◆ Task brief
The records that follow must be reproduced in full, exactly as written.

Data items
· · · · · · ·

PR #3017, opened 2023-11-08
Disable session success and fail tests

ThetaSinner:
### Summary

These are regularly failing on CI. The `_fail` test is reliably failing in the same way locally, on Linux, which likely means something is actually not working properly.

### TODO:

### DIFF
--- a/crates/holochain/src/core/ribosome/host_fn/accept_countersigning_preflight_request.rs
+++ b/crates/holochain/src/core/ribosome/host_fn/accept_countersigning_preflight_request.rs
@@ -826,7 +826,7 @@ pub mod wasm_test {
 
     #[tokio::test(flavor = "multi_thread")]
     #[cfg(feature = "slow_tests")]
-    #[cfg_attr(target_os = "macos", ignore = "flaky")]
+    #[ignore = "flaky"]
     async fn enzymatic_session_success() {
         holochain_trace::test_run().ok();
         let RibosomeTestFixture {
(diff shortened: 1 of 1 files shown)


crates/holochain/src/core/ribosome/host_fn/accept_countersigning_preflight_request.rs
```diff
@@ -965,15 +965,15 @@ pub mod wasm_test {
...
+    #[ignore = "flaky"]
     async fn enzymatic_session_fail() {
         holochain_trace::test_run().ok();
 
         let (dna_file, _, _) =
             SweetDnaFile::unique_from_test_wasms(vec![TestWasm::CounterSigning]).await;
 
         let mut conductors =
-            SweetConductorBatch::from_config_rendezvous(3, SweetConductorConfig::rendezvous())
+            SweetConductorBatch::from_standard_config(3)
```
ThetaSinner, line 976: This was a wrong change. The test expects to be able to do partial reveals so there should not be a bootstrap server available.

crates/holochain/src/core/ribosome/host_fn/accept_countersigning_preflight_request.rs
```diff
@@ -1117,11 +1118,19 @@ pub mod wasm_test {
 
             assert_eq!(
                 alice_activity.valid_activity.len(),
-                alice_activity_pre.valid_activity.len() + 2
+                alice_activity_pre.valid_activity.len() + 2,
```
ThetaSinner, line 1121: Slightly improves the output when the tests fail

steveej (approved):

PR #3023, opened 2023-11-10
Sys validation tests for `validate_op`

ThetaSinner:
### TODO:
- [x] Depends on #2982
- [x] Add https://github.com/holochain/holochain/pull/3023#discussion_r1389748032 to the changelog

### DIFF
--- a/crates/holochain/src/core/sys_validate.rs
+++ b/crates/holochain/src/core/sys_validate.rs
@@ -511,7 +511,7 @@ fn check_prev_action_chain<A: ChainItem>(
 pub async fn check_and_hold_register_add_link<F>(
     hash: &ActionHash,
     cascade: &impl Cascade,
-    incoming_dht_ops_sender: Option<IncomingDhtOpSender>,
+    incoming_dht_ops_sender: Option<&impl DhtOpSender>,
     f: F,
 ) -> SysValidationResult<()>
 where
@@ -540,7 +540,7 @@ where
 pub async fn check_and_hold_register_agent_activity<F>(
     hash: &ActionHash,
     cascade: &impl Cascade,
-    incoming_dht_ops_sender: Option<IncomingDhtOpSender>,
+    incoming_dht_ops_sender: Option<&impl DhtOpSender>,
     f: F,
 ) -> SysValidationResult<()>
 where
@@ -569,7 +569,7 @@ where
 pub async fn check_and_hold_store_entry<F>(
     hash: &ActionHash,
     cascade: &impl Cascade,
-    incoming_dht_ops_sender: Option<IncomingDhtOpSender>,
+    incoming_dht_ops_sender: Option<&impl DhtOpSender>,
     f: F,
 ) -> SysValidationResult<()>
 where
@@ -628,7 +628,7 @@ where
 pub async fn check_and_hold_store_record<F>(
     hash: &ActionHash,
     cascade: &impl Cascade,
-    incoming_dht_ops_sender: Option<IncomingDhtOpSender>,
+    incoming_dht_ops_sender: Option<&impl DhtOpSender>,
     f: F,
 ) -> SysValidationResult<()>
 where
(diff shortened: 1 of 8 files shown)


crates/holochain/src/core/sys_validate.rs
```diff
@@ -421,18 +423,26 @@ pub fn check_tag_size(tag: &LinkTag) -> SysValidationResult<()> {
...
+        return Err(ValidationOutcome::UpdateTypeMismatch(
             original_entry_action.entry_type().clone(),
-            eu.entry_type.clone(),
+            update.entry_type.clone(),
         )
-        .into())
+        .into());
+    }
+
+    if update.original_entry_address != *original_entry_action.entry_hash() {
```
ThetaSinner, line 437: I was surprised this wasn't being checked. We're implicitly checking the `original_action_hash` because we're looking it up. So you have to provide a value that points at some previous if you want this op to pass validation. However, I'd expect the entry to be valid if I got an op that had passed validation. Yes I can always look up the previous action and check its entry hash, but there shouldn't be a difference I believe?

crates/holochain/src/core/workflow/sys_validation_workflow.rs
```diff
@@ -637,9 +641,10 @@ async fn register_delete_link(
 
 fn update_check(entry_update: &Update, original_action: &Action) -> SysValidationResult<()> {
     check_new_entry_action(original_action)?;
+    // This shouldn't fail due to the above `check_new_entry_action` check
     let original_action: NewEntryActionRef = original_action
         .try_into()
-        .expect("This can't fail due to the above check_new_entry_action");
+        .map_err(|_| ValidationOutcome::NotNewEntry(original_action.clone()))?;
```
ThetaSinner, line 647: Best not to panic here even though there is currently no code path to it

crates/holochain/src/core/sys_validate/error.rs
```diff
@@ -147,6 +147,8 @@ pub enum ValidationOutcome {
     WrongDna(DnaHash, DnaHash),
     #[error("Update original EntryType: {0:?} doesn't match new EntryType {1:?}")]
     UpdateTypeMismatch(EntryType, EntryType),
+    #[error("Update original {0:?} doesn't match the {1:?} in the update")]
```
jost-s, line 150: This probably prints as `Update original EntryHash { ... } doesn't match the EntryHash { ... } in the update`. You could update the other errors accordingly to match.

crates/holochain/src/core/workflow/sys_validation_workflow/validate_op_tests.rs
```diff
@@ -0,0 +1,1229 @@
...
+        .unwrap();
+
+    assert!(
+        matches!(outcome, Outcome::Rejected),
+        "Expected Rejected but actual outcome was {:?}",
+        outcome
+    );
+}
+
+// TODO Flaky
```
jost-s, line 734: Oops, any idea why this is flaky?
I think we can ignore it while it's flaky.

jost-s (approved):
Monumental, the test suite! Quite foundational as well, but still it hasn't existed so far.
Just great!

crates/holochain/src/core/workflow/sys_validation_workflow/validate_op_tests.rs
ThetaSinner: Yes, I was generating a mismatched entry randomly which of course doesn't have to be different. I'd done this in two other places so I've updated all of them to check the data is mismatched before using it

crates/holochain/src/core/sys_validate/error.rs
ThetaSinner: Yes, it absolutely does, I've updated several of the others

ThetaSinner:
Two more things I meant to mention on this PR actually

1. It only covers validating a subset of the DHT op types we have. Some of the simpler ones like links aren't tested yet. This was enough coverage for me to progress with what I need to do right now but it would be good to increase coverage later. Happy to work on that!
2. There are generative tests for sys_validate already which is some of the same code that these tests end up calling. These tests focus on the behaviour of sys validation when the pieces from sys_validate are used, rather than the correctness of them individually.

· · · · · · ·

◆ Solved exercise
PR #3017, opened 2023-11-08
Disable session success and fail tests

ThetaSinner:
### Summary

These are regularly failing on CI. The `_fail` test is reliably failing in the same way locally, on Linux, which likely means something is actually not working properly.

### TODO:

### DIFF
--- a/crates/holochain/src/core/ribosome/host_fn/accept_countersigning_preflight_request.rs
+++ b/crates/holochain/src/core/ribosome/host_fn/accept_countersigning_preflight_request.rs
@@ -826,7 +826,7 @@ pub mod wasm_test {
 
     #[tokio::test(flavor = "multi_thread")]
     #[cfg(feature = "slow_tests")]
-    #[cfg_attr(target_os = "macos", ignore = "flaky")]
+    #[ignore = "flaky"]
     async fn enzymatic_session_success() {
         holochain_trace::test_run().ok();
         let RibosomeTestFixture {
(diff shortened: 1 of 1 files shown)


crates/holochain/src/core/ribosome/host_fn/accept_countersigning_preflight_request.rs
```diff
@@ -965,15 +965,15 @@ pub mod wasm_test {
...
+    #[ignore = "flaky"]
     async fn enzymatic_session_fail() {
         holochain_trace::test_run().ok();
 
         let (dna_file, _, _) =
             SweetDnaFile::unique_from_test_wasms(vec![TestWasm::CounterSigning]).await;
 
         let mut conductors =
-            SweetConductorBatch::from_config_rendezvous(3, SweetConductorConfig::rendezvous())
+            SweetConductorBatch::from_standard_config(3)
```
ThetaSinner, line 976: This was a wrong change. The test expects to be able to do partial reveals so there should not be a bootstrap server available.

crates/holochain/src/core/ribosome/host_fn/accept_countersigning_preflight_request.rs
```diff
@@ -1117,11 +1118,19 @@ pub mod wasm_test {
 
             assert_eq!(
                 alice_activity.valid_activity.len(),
-                alice_activity_pre.valid_activity.len() + 2
+                alice_activity_pre.valid_activity.len() + 2,
```
ThetaSinner, line 1121: Slightly improves the output when the tests fail

steveej (approved):

PR #3023, opened 2023-11-10
Sys validation tests for `validate_op`

ThetaSinner:
### TODO:
- [x] Depends on #2982
- [x] Add https://github.com/holochain/holochain/pull/3023#discussion_r1389748032 to the changelog

### DIFF
--- a/crates/holochain/src/core/sys_validate.rs
+++ b/crates/holochain/src/core/sys_validate.rs
@@ -511,7 +511,7 @@ fn check_prev_action_chain<A: ChainItem>(
 pub async fn check_and_hold_register_add_link<F>(
     hash: &ActionHash,
     cascade: &impl Cascade,
-    incoming_dht_ops_sender: Option<IncomingDhtOpSender>,
+    incoming_dht_ops_sender: Option<&impl DhtOpSender>,
     f: F,
 ) -> SysValidationResult<()>
 where
@@ -540,7 +540,7 @@ where
 pub async fn check_and_hold_register_agent_activity<F>(
     hash: &ActionHash,
     cascade: &impl Cascade,
-    incoming_dht_ops_sender: Option<IncomingDhtOpSender>,
+    incoming_dht_ops_sender: Option<&impl DhtOpSender>,
     f: F,
 ) -> SysValidationResult<()>
 where
@@ -569,7 +569,7 @@ where
 pub async fn check_and_hold_store_entry<F>(
     hash: &ActionHash,
     cascade: &impl Cascade,
-    incoming_dht_ops_sender: Option<IncomingDhtOpSender>,
+    incoming_dht_ops_sender: Option<&impl DhtOpSender>,
     f: F,
 ) -> SysValidationResult<()>
 where
@@ -628,7 +628,7 @@ where
 pub async fn check_and_hold_store_record<F>(
     hash: &ActionHash,
     cascade: &impl Cascade,
-    incoming_dht_ops_sender: Option<IncomingDhtOpSender>,
+    incoming_dht_ops_sender: Option<&impl DhtOpSender>,
     f: F,
 ) -> SysValidationResult<()>
 where
(diff shortened: 1 of 8 files shown)


crates/holochain/src/core/sys_validate.rs
```diff
@@ -421,18 +423,26 @@ pub fn check_tag_size(tag: &LinkTag) -> SysValidationResult<()> {
...
+        return Err(ValidationOutcome::UpdateTypeMismatch(
             original_entry_action.entry_type().clone(),
-            eu.entry_type.clone(),
+            update.entry_type.clone(),
         )
-        .into())
+        .into());
+    }
+
+    if update.original_entry_address != *original_entry_action.entry_hash() {
```
ThetaSinner, line 437: I was surprised this wasn't being checked. We're implicitly checking the `original_action_hash` because we're looking it up. So you have to provide a value that points at some previous if you want this op to pass validation. However, I'd expect the entry to be valid if I got an op that had passed validation. Yes I can always look up the previous action and check its entry hash, but there shouldn't be a difference I believe?

crates/holochain/src/core/workflow/sys_validation_workflow.rs
```diff
@@ -637,9 +641,10 @@ async fn register_delete_link(
 
 fn update_check(entry_update: &Update, original_action: &Action) -> SysValidationResult<()> {
     check_new_entry_action(original_action)?;
+    // This shouldn't fail due to the above `check_new_entry_action` check
     let original_action: NewEntryActionRef = original_action
         .try_into()
-        .expect("This can't fail due to the above check_new_entry_action");
+        .map_err(|_| ValidationOutcome::NotNewEntry(original_action.clone()))?;
```
ThetaSinner, line 647: Best not to panic here even though there is currently no code path to it

crates/holochain/src/core/sys_validate/error.rs
```diff
@@ -147,6 +147,8 @@ pub enum ValidationOutcome {
     WrongDna(DnaHash, DnaHash),
     #[error("Update original EntryType: {0:?} doesn't match new EntryType {1:?}")]
     UpdateTypeMismatch(EntryType, EntryType),
+    #[error("Update original {0:?} doesn't match the {1:?} in the update")]
```
jost-s, line 150: This probably prints as `Update original EntryHash { ... } doesn't match the EntryHash { ... } in the update`. You could update the other errors accordingly to match.

crates/holochain/src/core/workflow/sys_validation_workflow/validate_op_tests.rs
```diff
@@ -0,0 +1,1229 @@
...
+        .unwrap();
+
+    assert!(
+        matches!(outcome, Outcome::Rejected),
+        "Expected Rejected but actual outcome was {:?}",
+        outcome
+    );
+}
+
+// TODO Flaky
```
jost-s, line 734: Oops, any idea why this is flaky?
I think we can ignore it while it's flaky.

jost-s (approved):
Monumental, the test suite! Quite foundational as well, but still it hasn't existed so far.
Just great!

crates/holochain/src/core/workflow/sys_validation_workflow/validate_op_tests.rs
ThetaSinner: Yes, I was generating a mismatched entry randomly which of course doesn't have to be different. I'd done this in two other places so I've updated all of them to check the data is mismatched before using it

crates/holochain/src/core/sys_validate/error.rs
ThetaSinner: Yes, it absolutely does, I've updated several of the others

ThetaSinner:
Two more things I meant to mention on this PR actually

1. It only covers validating a subset of the DHT op types we have. Some of the simpler ones like links aren't tested yet. This was enough coverage for me to progress with what I need to do right now but it would be good to increase coverage later. Happy to work on that!
2. There are generative tests for sys_validate already which is some of the same code that these tests end up calling. These tests focus on the behaviour of sys validation when the pieces from sys_validate are used, rather than the correctness of them individually.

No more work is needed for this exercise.